We wish to find the dot product of two vectors, \(\vec{A}\) and \(\vec{B}\). \(\vec{A}\) has magnitude \(a=\|A\|\), and \(\vec{B}\) has magnitude \(b=\|C\|\). In the diagram, \(\vec{C}\) is the difference of \(\vec{A}\) and \(\vec{B}\), i.e., \(\vec{A}-\vec{B}\) and has a magnitude \(c=\|C\|\). \(\theta\) is the angle between \(\vec{A}\) and \(\vec{B}\).
The situation is represented below.
In addition, I’ve drawn the perpendicular \(\vec{P}\) which has magnitude \(p\). \(\vec{P}\) divides \(\vec{A}\) into two parts: \(t\vec{A}\) and \((1-t)\vec{A}\).

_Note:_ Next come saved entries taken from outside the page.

PR #3824, opened 2017-08-31
Batch frontend cache invalidation

### LINKED ISSUE #3750: [Enhancement] Bulk purging with wagtailfrontendcache
Occasionally it can be useful to purge a lot or even all of the frontend. (For example, if site menus are stored as snippets, one might want to purge the entire site when a change is made to the menus.) I'm fairly certain all or most of the cache services we have backends for provide an API for doing this. It would be great for wagtailfrontendcache to provide a util for using those.

kaedroho:
This PR implements the first half of [RFC 20](https://github.com/wagtail/rfcs/issues/20). Allowing URLs to be invalidated from the frontend cache in batches rather than one at a time. This should give a performance boost for invalidating URLs in external services like CloudFront and CloudFlare as these support batch invalidation.

In its current form, only users who use ``purge_page_from_cache`` on pages that have a lot of cached URLs will see an automatic performance benefit and some users may be able to rewrite their invalidation logic using the new ``PurgeBatch`` class to improve performance as well. But as this logic is often dotted around in many signal handlers, it's still difficult to write something that'll invalidate everything that needs to be invalidated in a single batch.

The solution to that is to allow the invalidation API to be configured as asynchronous, which will allow Wagtail to automatically group requests into larger batches and submit them in the background. This will come in a future pull request.

Fixes #3750

### DIFF
--- a/docs/reference/contrib/frontendcache.rst
+++ b/docs/reference/contrib/frontendcache.rst
@@ -149,7 +149,7 @@ Invalidating index pages
 ^^^^^^^^^^^^^^^^^^^^^^^^
 
 Pages that list other pages (such as a blog index) may need to be purged as
-well so any changes to a blog page is also reflected on the index (for example,
+well so any changes to a blog page are also reflected on the index (for example,
 a blog post was added, deleted or its title/thumbnail was changed).
 
 To purge these pages, we need to write a signal handler that listens for
@@ -180,7 +180,7 @@ This signal handler would trigger the invalidation of the index page using the
         batch.purge()
 
 
-    @receiver(page_published, sender=BlogPage):
+    @receiver(page_published, sender=BlogPage)
     def blog_published_handler(instance):
         blog_page_changed(instance)
 
--- a/docs/reference/contrib/frontendcache.rst
+++ b/docs/reference/contrib/frontendcache.rst
@@ -145,75 +145,18 @@ By default, Wagtail will only purge one URL per page. If your page has more than
             for page_number in range(1, self.get_blog_items().num_pages + 1):
                 yield '/?page=' + str(page_number)
 
-
 Invalidating index pages
 ^^^^^^^^^^^^^^^^^^^^^^^^
 
-Another problem is pages that list other pages (such as a blog index) will not
-be purged when a blog entry gets added, changed or deleted. You may want to
-purge the blog index page so the updates are added into the listing quickly.
+Pages that list other pages (such as a blog index) may need to be purged as
+well so any changes to a blog page is also reflected on the index (for example,
+a blog post was added, deleted or its title/thumbnail was changed).
 
-This can be solved by using the ``purge_page_from_cache`` utility function
-which can be found in the ``wagtail.contrib.wagtailfrontendcache.utils`` module.
-
-Let's take the the above BlogIndexPage as an example. We need to register a
-signal handler to run when one of the BlogPages get updated/deleted. This
-signal handler should call the ``purge_page_from_cache`` function on all
-BlogIndexPages that contain the BlogPage being updated/deleted.
-
-
-.. code-block:: python
-
-    # models.py
-    from django.dispatch import receiver
-    from django.db.models.signals import pre_delete
-
-    from wagtail.wagtailcore.signals import page_published
-    from wagtail.contrib.wagtailfrontendcache.utils import purge_page_from_cache
-
-
-    ...
-
-
-    def blog_page_changed(blog_page):
-        # Find the blog index and purge it. Assuming there is just one on the site.
-        blog_index = BlogIndexPage.objects.first()
-        purge_page_from_cache(blog_index)
-
-
-    @receiver(page_published, sender=BlogPage):
-    def blog_published_handler(instance):
-        blog_page_changed(instance)
-
-
-    @receiver(pre_delete, sender=BlogPage)
-    def blog_deleted_handler(instance):
-        blog_page_changed(instance)
-
-
-Invalidating individual URLs
-^^^^^^^^^^^^^^^^^^^^^^^^^^^^
-
-``wagtail.contrib.wagtailfrontendcache.utils`` provides a function called ``purge_url_from_cache``. As the name suggests, this purges an individual URL from the cache.
-
-For example, this could be useful for purging a single page of blogs:
-
-.. code-block:: python
-
-    from wagtail.contrib.wagtailfrontendcache.utils import purge_url_from_cache
-
-    # Purge the first page of the blog index
-    purge_url_from_cache(blog_index.url + '?page=1')
-
-
-Invaliding many URLs in batches
-^^^^^^^^^^^^^^^^^^^^^^^^^^^^^^^
-
-.. versionadded:: 1.13
-
-If you have many pages/URLs that need to be purged at the same time, it's more
-perfomant to use Wagtail's ``PurgeBatch`` class to build up a list of pages/URLs
-to purge, and purge them all in a single request.
+To purge these pages, we need to write a signal handler that listens for
+Wagtail's ``page_published`` and ``page_unpublished`` signals for blog pages
+(note, ``page_published`` is called both when a page is created and updated).
+This signal handler would trigger the invalidation of the index page using the
+``PurgeBatch`` class which is used to construct and dispatch invalidation requests.
 
 .. code-block:: python
 
@@ -224,9 +167,7 @@ to purge, and purge them all in a single request.
     from wagtail.wagtailcore.signals import page_published
     from wagtail.contrib.wagtailfrontendcache.utils import PurgeBatch
 
-
     ...
-
 
     def blog_page_changed(blog_page):
         # Find all the live BlogIndexPages that contain this blog_page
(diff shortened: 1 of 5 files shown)


wagtail/contrib/wagtailfrontendcache/utils.py
```diff
@@ -56,18 +56,84 @@ def get_backends(backend_settings=None, backends=None):
...
+
+
+def _get_page_cached_urls(page):
     page_url = page.full_url
     if page_url is None:  # nothing to be done if the page has no routable URL
-        return
+        return []
+
+    return [
+        page_url + path[1:]
```
chosak: Just an observation: I know that this duplicates [the existing logic](https://github.com/wagtail/wagtail/blob/master/wagtail/contrib/wagtailfrontendcache/utils.py#L72), but I wonder if using `path[1:]` as a way of stripping the leading slash is a bit of a blunt tool as opposed to something like `path.lstrip('/')`.  [The docs demonstrate](http://docs.wagtail.io/en/stable/reference/contrib/frontendcache.html#invalidating-more-than-one-url-per-page) using a trailing slash but I can imagine a developer omitting it by mistake, thus leading to hard-to-debug errors where the first character of the subpath is cut off.

docs/reference/contrib/frontendcache.rst
```diff
@@ -170,11 +176,9 @@ Let's take the the above BlogIndexPage as an example. We need to register a sign
 
 
     def blog_page_changed(blog_page):
-        # Find all the live BlogIndexPages that contain this blog_page
-        for blog_index in BlogIndexPage.objects.live():
-            if blog_page in blog_index.get_blog_items().object_list:
-                # Purge this blog index
-                purge_page_from_cache(blog_index)
+        # Find the blog index and purge it. Assuming there is just one on the site.
```
chosak: The existing docs ("Find all the live BlogIndexPages") and code seem more consistent with the [logic below](https://github.com/wagtail/wagtail/pull/3824/files#diff-ce9d3dbe263a870a67b78eef6a26e59aR231) and the text above ("This signal handler should call the ``purge_page_from_cache`` function on all BlogIndexPages that contain the BlogPage being updated/deleted.").

docs/reference/contrib/frontendcache.rst
```diff
@@ -200,3 +204,62 @@ For example, this could be useful for purging a single page of blogs:
...
+        batch = PurgeBatch()
+        for blog_index in BlogIndexPage.objects.live():
+            if blog_page in blog_index.get_blog_items().object_list:
+                batch.add_page(blog_index)
+
+        # Purge all the blog indexes we found in a single request
+        batch.purge()
+
+
+    @receiver(page_published, sender=BlogPage):
```
chosak: Remove extra trailing `:`.

wagtail/contrib/wagtailfrontendcache/tests.py
```diff
@@ -143,21 +146,63 @@ def purge(self, url):
         'BACKEND': 'wagtail.contrib.wagtailfrontendcache.tests.MockBackend',
     },
 })
-class TestCachePurging(TestCase):
+class TestCachePurgingFunctions(TestCase):
+
+    fixtures = ['test.json']
+
+    def test_purge_url_from_cache(self):
+        PURGED_URLS[:] = []  # reset PURGED_URLS to the empty list
```
chosak: Can this be moved to the `setUp` of this test case, to avoid duplication in every test?

wagtail/contrib/wagtailfrontendcache/backends.py
```diff
@@ -91,20 +97,20 @@ def purge(self, url):
                 if response.status_code != 200:
                     response.raise_for_status()
                 else:
-                    logger.error("Couldn't purge '%s' from Cloudflare. Unexpected JSON parse error.", url)
+                    logger.error("Couldn't purge from Cloudflare. Unexpected JSON parse error.")
```
chosak: Would it be nice to include the list of URLs that failed for consistency here, to maintain current behavior? It'd be useful for logging purposes to know which URLs failed. Same comment applies to various other logging statements below.

wagtail/contrib/wagtailfrontendcache/utils.py
```diff
@@ -56,18 +56,84 @@ def get_backends(backend_settings=None, backends=None):
...
+
+def purge_pages_from_cache(pages, backend_settings=None, backends=None):
+    urls = []
+    for page in pages:
+        urls.extend(_get_page_cached_urls(page))
+
+    purge_urls_from_cache(urls, backend_settings, backends)
+
+
+class PurgeBatch(object):
```
chosak: It'd be nice to have some unit tests for this new class.

docs/reference/contrib/frontendcache.rst
```diff
@@ -200,3 +204,62 @@ For example, this could be useful for purging a single page of blogs:
...
+    def blog_published_handler(instance):
+        blog_page_changed(instance)
+
+
+    @receiver(pre_delete, sender=BlogPage)
+    def blog_deleted_handler(instance):
+        blog_page_changed(instance)
+
+
+All of the methods available on ``PurgeBatch`` are listed bellow:
```
chosak: Typo: "bellow".

docs/reference/contrib/frontendcache.rst
```diff
@@ -200,3 +204,62 @@ For example, this could be useful for purging a single page of blogs:
 
     # Purge the first page of the blog index
     purge_url_from_cache(blog_index.url + '?page=1')
+
+
+Invaliding many URLs in batches
```
chosak: Typo: "Invaliding".

wagtail/contrib/wagtailfrontendcache/utils.py
```diff
@@ -56,18 +56,84 @@ def get_backends(backend_settings=None, backends=None):
...
+        for page in pages:
+            self.add_page(page)
 
-    for backend_name, backend in get_backends(backend_settings=backend_settings, backends=backends).items():
-        # Purge cached paths from cache
-        for path in page.specific.get_cached_paths():
-            logger.info("[%s] Purging URL: %s", backend_name, page_url + path[1:])
-            backend.purge(page_url + path[1:])
+    def purge(self, backend_settings=None, backends=None):
+        """Performs the purge of all the URLs in this batch"""
```
chosak: It'd be helpful to have a sentence of two of documentation about what the `backend_settings` and `backends` arguments mean for this method. It's clear if you look [in the code](https://github.com/wagtail/wagtail/blob/c6666c6de5e83bf94d18324858c121e6584ba47d/wagtail/contrib/wagtailfrontendcache/utils.py#L16) but otherwise a bit non-obvious.

docs/reference/contrib/frontendcache.rst
```diff
@@ -200,3 +204,62 @@ For example, this could be useful for purging a single page of blogs:
...
+^^^^^^^^^^^^^^^^^^^^^^^^^^^^^^^
+
+.. versionadded:: 1.13
+
+If you have many pages/URLs that need to be purged at the same time, it's more
+perfomant to use Wagtail's ``PurgeBatch`` class to build up a list of pages/URLs
```
chosak: Typo: "perfomant".

tomdyson:
Thanks for the excellent review, @chosak! I'm sure @kaedroho will respond when he returns from holiday next week.

wagtail/contrib/wagtailfrontendcache/utils.py
kaedroho: Ahh yes, I hadn't thought of that. Will implement with ``.lstrip('/')`` instead

wagtail/contrib/wagtailfrontendcache/utils.py
```diff
@@ -56,18 +56,84 @@ def get_backends(backend_settings=None, backends=None):
...
-        return
+        return []
+
+    return [
+        page_url + path[1:]
+        for path in page.specific.get_cached_paths()
+    ]
+
+
+def purge_page_from_cache(page, backend_settings=None, backends=None):
```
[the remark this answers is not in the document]
kaedroho: Good suggestion, will do this

wagtail/contrib/wagtailfrontendcache/utils.py
```diff
@@ -56,18 +56,84 @@ def get_backends(backend_settings=None, backends=None):
...
+
+    purge_urls_from_cache(urls, backend_settings, backends)
+
+
+def purge_pages_from_cache(pages, backend_settings=None, backends=None):
+    urls = []
+    for page in pages:
+        urls.extend(_get_page_cached_urls(page))
+
+    purge_urls_from_cache(urls, backend_settings, backends)
```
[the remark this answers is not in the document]
kaedroho: Yep, I agree. Thanks!

docs/reference/contrib/frontendcache.rst
kaedroho: I might have been both trying to avoid providing inefficient code in the example and introducing batch invalidation early.

After some thought, I eventually opted for ditching ``purge_page_from_cache`` entirely from the docs and suggest people always use ``PurgeBatch``. I think it's simpler this way as having two different APIs do the same thing could be confusing, and ``PurgeBatch`` is the more flexible of the two.

I'm wondering if we should add documentation for them anyway, as there is code out there using them. It might be a good idea to deprecate them, but I don't think they're a problem for maintenance anyway. Do you have any thoughts on this?

kaedroho:
Thanks @chosak! I've implemented your suggestions and made a few extra changes to the docs.

docs/reference/contrib/frontendcache.rst
zerolab: @kaedroho the trailing `:` is still there

docs/reference/contrib/frontendcache.rst
chosak: @kaedroho it might be nice to keep the docs mention of `purge_page_from_cache` as it's a simpler way to purge a single page, as opposed to creating a `PurgeBatch` and we'd want to keep it around for backwards compatibility (at least for now).

docs/reference/contrib/frontendcache.rst
```diff
@@ -145,22 +145,18 @@ By default, Wagtail will only purge one URL per page. If your page has more than
...
-
-This can be solved by using the ``purge_page_from_cache`` utility function
-which can be found in the ``wagtail.contrib.wagtailfrontendcache.utils`` module.
-
-Let's take the the above BlogIndexPage as an example. We need to register a
-signal handler to run when one of the BlogPages get updated/deleted. This
-signal handler should call the ``purge_page_from_cache`` function on all
-BlogIndexPages that contain the BlogPage being updated/deleted.
+Pages that list other pages (such as a blog index) may need to be purged as
+well so any changes to a blog page is also reflected on the index (for example,
```
chosak: Should be "any changes are" not "any changes is".

kaedroho:
Done, thanks again!

gasman:
Merged in de3f9550b4877f3bcbad981f5a65145e27c09ea8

Let us list down some basic trigonometric identities evident from the diagram above.
\[{at\over b}=cos\theta \\ \Rightarrow at=b.cos\theta\]We also have:
\[p=b.sin\theta\]By Pythagoras’ Theorem:
\[c^2=p^2+{(1-t)}^2a^2 \\ =b^2sin^2\theta +a^2-2a^2t+a^2t^2 \\ =b^2sin^2\theta +b^2sin^2\theta +a^2-2a^2t \\ =b^2(sin^2\theta +sin^2\theta) +a^2-2a^2t \\ =b^2+a^2-2a^2t \\ \mathbf{c^2=a^2+b^2-2ab.cos\theta} \\\]This is the Rule of Cosines. Note that for \(\theta=90^{\circ}\), this identity reduces to Pythagoras’ Theorem.
Now, from vector algebra, we see that:
\[C=A-B \\ \|C\|=\|A-B\| \\ {\|C\|}^2={\|A-B\|}^2\]Taking the dot product of a vector with itself is essentially its magnitude squared, so we can write, while multiplying everything out:
\[C^TC={(A-B)}^T(A-B) \\ =A^TA+B^TB-A^TB-B^TA \\ =A^TA+B^TB-2A^TB\]Equating the above result with the identity we obtained while proving the Rule of Cosines, we get:
\[A^TA+B^TB-2A^TB=a^2+b^2-2ab.cos\theta\]Since \(A^TA=a^2={\|A\|}^2\) and \(B^TB=b^2={\|B\|}^2\), the above reduces to:
\[-2A^TB=-2{\|A\|}{\|B\|}.cos\theta \\ \Rightarrow \mathbf{A^TB={\|A\|}{\|B\|}.cos\theta}\]The above is the original definition of the dot product, thus we have proved that the geometric and algebraic interpretations of the dot product lead to the same result.
So, the above proof was somewhat circuitous, going through proving the Rule of Cosines. I’d like to sketch out a shorter, hopefully slightly more intuitive proof, that does not take thses many steps.
I’ve redrawn the same diagram as above for reference, and emphasised the vector nature of the objects we are dealing with. All other labelling remains the same.
We start with the same identities, namely:
\[at=b.cos\theta \\ p=b.sin\theta\]In fact, for this proof, we will not need the second identity at all, though we will use \(p\) in our work.
Here are the two new things we make explicit. The vectors \(\vec{P}\) and \(\vec{A}\) are at right angles to each other, we will define unit vectors (without loss of generality) \(\hat{i}\) in the direction of \(\vec{A}\), and \(\hat{j}\) in the direction of \(\vec{P}\). That is:
\[\vec{P}=0\hat{i}+ \|P\| \hat{j} \\ \vec{A}=\|A\| \hat{i}+0\hat{j}\]Thus, we can write \(\vec{B}\) as:
\[\vec{B}=t\vec{A}+\vec{P}\]If we take the component-wise product of \(\vec{A}\) and \(\vec{B}\), which is the same as multiplying \(A^T\) with \(B\), we get:
\[A^TB=t{\|A\|}^2+0.\|P\| \\ A^TB=t{\|A\|}^2 =a^2t=a.at \\ \mathbf{A^TB=ab.cos\theta}\]which is the identity we are seeking to prove.